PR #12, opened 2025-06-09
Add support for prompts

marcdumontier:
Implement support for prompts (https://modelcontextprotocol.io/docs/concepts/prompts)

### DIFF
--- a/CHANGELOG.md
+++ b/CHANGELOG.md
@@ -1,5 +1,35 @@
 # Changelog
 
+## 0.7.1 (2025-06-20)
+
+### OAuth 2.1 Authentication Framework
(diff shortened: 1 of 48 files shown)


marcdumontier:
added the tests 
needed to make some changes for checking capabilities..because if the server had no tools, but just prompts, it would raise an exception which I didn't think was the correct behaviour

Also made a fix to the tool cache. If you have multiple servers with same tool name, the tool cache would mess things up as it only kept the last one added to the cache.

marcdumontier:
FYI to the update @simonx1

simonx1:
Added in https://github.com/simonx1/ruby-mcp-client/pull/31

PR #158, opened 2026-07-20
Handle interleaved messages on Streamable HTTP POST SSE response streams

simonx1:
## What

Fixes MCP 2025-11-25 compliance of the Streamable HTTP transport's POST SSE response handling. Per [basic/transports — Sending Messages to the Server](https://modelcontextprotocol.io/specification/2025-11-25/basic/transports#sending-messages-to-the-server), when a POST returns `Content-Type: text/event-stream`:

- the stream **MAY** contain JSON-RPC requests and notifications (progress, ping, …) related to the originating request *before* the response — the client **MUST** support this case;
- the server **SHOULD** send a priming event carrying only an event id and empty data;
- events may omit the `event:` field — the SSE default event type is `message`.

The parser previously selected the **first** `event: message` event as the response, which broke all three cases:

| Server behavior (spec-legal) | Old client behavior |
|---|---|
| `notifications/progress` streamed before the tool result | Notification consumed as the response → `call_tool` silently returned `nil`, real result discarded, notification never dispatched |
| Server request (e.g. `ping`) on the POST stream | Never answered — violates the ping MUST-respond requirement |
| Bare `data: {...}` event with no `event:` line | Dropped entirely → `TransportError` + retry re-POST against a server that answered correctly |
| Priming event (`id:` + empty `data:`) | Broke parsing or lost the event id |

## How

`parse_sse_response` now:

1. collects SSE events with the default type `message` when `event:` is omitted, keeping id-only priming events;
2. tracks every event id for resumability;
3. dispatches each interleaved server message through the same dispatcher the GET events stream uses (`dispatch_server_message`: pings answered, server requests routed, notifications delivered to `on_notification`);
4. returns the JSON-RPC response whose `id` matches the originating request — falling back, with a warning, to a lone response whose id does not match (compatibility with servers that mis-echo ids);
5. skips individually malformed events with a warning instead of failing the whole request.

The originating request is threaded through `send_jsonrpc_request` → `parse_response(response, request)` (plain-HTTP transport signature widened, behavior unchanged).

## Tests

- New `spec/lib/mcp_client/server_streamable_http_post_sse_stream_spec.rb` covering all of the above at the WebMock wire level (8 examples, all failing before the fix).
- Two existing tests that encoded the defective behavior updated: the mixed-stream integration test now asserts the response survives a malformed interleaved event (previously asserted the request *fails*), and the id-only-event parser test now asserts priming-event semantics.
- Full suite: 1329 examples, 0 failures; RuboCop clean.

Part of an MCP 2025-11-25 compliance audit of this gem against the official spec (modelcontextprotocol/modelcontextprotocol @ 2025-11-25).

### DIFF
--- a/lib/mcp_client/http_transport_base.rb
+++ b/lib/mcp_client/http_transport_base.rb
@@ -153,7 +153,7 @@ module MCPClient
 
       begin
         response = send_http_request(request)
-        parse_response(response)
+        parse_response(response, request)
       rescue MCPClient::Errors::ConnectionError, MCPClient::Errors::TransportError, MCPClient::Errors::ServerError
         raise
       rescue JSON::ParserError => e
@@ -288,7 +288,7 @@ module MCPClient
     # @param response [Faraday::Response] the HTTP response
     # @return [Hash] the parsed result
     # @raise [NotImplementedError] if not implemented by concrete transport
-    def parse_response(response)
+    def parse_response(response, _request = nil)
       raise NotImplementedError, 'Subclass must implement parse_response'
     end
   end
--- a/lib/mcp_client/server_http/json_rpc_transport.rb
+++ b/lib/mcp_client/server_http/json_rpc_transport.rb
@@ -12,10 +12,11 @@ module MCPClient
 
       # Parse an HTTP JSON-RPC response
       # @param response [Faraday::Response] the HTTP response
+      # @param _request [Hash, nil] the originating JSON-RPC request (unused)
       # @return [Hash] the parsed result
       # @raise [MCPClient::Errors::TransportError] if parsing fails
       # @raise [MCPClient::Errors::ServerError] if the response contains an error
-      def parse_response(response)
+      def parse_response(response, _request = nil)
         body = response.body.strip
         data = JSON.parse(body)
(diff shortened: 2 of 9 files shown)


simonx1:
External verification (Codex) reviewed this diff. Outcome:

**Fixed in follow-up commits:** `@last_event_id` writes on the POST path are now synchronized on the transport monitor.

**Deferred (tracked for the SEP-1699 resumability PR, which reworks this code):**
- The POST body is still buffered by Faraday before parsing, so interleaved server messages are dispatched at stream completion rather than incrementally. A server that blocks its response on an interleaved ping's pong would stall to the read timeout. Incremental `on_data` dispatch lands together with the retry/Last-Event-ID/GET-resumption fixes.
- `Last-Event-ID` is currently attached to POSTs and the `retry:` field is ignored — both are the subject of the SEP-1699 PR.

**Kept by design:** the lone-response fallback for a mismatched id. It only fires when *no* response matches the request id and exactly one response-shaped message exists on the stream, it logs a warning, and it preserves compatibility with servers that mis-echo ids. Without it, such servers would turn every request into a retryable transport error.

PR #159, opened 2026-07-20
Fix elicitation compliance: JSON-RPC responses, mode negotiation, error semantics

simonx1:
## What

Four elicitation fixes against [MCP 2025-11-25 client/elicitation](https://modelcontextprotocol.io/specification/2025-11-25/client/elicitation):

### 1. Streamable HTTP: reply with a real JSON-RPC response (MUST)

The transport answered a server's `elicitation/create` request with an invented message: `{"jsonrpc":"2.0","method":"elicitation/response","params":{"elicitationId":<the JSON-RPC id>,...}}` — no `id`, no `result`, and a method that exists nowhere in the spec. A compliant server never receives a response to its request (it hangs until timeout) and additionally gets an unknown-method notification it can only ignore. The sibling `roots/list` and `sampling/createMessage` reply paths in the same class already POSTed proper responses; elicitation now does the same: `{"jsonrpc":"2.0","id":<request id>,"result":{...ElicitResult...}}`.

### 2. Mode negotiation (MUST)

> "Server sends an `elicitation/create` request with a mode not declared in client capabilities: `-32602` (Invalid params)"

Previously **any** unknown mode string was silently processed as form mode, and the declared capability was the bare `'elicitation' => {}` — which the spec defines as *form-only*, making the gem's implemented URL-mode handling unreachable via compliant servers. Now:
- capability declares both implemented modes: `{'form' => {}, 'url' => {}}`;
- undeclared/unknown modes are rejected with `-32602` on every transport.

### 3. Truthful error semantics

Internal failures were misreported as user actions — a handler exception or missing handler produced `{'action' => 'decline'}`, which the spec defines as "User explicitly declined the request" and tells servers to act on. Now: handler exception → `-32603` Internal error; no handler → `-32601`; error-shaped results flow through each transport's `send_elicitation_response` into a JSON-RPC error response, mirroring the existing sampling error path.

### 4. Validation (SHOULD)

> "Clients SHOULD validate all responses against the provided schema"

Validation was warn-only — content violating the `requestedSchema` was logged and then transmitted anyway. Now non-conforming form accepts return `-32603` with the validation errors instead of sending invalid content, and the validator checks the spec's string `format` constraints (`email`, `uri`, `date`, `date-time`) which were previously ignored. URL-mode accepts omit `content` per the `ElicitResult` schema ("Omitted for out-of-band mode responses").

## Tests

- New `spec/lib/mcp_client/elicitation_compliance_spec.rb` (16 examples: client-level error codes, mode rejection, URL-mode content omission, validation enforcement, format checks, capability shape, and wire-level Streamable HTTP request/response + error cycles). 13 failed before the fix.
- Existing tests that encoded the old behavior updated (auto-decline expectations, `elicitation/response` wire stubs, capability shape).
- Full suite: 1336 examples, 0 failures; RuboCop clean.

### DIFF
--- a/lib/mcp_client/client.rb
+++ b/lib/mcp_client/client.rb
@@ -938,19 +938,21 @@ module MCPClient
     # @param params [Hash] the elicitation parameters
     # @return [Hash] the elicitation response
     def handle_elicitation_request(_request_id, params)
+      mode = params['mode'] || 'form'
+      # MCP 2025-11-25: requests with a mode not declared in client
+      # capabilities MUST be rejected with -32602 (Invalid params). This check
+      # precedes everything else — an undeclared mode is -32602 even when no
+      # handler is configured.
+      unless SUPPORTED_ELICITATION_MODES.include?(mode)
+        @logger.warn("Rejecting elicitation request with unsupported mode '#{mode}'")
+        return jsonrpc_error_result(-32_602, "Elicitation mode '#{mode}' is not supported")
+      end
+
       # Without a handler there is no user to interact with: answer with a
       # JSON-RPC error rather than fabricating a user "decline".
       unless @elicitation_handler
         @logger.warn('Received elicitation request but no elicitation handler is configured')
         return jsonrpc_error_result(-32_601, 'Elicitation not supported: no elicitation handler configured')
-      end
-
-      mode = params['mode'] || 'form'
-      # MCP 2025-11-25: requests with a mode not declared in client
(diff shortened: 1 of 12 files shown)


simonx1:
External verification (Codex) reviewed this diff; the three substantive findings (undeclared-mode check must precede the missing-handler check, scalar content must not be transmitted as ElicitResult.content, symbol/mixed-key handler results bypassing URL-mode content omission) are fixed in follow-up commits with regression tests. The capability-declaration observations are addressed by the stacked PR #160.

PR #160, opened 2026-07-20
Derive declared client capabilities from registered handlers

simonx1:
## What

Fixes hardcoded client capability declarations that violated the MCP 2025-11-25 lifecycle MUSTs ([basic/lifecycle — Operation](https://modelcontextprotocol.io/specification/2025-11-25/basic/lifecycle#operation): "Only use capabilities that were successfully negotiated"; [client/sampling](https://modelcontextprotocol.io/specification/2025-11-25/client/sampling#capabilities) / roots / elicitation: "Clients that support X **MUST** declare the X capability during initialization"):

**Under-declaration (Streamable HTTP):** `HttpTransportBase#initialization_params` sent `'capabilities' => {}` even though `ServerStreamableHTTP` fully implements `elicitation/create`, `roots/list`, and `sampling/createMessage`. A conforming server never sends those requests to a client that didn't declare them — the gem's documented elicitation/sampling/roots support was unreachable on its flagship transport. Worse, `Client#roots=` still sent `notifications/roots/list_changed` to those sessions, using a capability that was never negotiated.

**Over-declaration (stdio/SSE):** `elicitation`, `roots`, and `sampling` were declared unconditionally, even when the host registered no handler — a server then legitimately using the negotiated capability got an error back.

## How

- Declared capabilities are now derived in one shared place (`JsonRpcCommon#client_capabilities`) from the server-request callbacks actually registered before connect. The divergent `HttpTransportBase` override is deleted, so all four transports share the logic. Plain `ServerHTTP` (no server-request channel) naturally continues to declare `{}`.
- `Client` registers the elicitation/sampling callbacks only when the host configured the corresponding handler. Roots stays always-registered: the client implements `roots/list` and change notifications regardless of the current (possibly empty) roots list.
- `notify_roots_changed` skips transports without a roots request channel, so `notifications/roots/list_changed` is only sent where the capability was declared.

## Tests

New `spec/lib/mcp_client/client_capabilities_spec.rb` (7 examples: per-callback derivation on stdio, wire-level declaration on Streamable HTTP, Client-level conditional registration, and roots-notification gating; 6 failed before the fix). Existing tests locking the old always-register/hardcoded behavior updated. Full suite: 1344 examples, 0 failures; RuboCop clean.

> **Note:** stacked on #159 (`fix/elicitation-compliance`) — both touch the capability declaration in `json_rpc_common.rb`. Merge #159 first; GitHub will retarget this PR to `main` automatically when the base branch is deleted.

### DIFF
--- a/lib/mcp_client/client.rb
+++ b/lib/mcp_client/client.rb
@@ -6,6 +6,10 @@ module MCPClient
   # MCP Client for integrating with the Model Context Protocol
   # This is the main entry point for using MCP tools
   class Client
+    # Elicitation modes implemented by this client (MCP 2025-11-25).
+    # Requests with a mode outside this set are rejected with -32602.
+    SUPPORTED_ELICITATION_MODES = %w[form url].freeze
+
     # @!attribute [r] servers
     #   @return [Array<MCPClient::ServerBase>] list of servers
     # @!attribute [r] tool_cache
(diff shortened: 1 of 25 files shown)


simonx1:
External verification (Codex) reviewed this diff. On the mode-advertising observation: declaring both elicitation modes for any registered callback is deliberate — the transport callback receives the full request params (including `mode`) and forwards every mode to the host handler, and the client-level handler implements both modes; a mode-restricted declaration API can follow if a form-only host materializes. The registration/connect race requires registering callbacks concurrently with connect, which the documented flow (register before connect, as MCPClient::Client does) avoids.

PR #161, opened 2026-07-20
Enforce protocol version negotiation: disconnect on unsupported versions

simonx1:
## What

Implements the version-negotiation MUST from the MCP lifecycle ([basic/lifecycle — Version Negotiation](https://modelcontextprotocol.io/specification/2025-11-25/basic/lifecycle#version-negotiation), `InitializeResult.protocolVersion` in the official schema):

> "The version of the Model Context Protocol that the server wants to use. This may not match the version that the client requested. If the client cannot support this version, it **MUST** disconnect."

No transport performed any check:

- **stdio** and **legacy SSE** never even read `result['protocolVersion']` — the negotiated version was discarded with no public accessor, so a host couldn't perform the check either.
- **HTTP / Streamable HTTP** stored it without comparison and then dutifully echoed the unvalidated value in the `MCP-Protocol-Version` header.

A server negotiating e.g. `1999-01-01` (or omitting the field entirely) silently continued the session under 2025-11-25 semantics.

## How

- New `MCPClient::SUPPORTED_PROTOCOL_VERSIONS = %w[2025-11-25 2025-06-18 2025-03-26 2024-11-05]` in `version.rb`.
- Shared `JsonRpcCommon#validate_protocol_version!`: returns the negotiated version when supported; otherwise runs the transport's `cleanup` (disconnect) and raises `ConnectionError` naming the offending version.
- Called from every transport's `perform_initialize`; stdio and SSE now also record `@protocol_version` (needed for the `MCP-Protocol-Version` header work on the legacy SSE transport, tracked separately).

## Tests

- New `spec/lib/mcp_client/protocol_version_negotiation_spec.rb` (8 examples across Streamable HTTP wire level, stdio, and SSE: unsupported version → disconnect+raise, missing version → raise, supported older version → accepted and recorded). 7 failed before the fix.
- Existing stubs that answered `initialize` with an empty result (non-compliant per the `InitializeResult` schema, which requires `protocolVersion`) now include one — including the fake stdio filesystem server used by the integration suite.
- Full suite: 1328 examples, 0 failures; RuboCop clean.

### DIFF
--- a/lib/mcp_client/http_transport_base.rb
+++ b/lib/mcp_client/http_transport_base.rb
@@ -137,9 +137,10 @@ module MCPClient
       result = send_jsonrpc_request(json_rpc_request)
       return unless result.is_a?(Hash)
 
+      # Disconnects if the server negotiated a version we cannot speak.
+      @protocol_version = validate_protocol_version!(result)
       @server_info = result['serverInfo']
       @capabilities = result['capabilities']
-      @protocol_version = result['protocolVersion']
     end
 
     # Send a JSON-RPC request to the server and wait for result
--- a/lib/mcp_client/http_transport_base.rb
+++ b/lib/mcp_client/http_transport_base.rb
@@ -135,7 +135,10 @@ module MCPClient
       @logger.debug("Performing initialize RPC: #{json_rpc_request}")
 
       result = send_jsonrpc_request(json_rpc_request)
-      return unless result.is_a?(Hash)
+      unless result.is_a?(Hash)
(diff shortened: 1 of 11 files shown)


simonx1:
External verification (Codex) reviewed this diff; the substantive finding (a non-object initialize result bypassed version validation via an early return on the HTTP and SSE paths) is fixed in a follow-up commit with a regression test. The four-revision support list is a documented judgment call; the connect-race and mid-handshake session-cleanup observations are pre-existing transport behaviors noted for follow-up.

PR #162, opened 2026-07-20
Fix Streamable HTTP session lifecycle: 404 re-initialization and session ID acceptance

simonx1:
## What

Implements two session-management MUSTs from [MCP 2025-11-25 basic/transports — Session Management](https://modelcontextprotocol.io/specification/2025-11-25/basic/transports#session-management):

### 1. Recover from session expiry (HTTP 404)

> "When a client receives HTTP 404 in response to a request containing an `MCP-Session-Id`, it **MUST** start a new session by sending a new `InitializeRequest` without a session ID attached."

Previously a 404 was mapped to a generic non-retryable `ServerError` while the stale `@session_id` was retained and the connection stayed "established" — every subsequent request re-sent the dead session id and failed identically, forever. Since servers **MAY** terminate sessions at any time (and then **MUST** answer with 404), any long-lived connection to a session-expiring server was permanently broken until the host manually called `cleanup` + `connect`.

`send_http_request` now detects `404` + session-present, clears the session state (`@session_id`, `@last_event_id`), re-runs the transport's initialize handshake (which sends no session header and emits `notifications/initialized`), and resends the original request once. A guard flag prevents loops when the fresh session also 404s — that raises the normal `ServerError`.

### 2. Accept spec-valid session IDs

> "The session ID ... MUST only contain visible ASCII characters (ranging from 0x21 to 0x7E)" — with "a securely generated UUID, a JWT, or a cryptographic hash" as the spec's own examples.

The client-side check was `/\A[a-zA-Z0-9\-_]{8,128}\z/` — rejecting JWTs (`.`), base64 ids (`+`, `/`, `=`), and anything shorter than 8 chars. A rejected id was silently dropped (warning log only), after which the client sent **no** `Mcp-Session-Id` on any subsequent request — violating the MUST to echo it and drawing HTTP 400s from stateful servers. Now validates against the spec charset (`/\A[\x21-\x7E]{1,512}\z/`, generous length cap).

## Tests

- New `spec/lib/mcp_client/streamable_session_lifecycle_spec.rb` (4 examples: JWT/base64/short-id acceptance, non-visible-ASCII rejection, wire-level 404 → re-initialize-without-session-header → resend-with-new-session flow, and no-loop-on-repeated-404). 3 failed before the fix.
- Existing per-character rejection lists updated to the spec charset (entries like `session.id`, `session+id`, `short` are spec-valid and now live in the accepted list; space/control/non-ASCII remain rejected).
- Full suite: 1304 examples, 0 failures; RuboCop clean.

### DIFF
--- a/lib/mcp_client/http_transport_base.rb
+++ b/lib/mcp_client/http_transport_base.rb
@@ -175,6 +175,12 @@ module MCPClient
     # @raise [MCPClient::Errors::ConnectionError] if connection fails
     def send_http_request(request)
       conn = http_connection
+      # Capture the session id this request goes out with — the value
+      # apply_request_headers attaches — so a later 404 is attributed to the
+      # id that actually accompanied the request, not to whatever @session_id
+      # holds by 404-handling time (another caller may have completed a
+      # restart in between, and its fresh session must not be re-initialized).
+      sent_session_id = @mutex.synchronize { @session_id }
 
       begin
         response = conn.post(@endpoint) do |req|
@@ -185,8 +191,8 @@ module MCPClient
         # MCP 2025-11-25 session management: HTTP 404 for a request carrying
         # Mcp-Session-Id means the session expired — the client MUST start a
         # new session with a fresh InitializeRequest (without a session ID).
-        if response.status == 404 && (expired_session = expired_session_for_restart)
===============
● REQUIRED WORK: A bare number should be your reply: how many lines in the entries above include the word "Faraday".

● COMPLETED EXERCISE: 3